SOURCE INFORMATION →
------------------------------
PR #1559, opened 2022-12-04
Enable SSH server for pocketbook devices

rjd22:
Pocketbooks have a internal dropbear SSH server that is not used (I'm not sure why but most likely they use it for development). I was able to boot this SSH server so I was wondering if I it would be possible to use KoReaders dropbear server implementation with the no password improvements.

After making my own build of them it seems that this is actually working fine with some restrictions. You can only login with the `reader` user and don't have root access. But it will make debugging Pocketbooks a lot easier!

The command to login into pocketbooks is:

```
ssh -T reader@10.0.0.251 -p 2222
```

For some reason there is no tty access even when `lsof /dev/pts/*` gives results do the `-T` flag is needed else the following error will be thrown:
------------------------------
Where the word "login" is present in a line of the listing, copy that line.

RESULT OF THE EXERCISE →
After making my own build of them it seems that this is actually working fine with some restrictions. You can only login with the `reader` user and don't have root access. But it will make debugging Pocketbooks a lot easier!
The command to login into pocketbooks is:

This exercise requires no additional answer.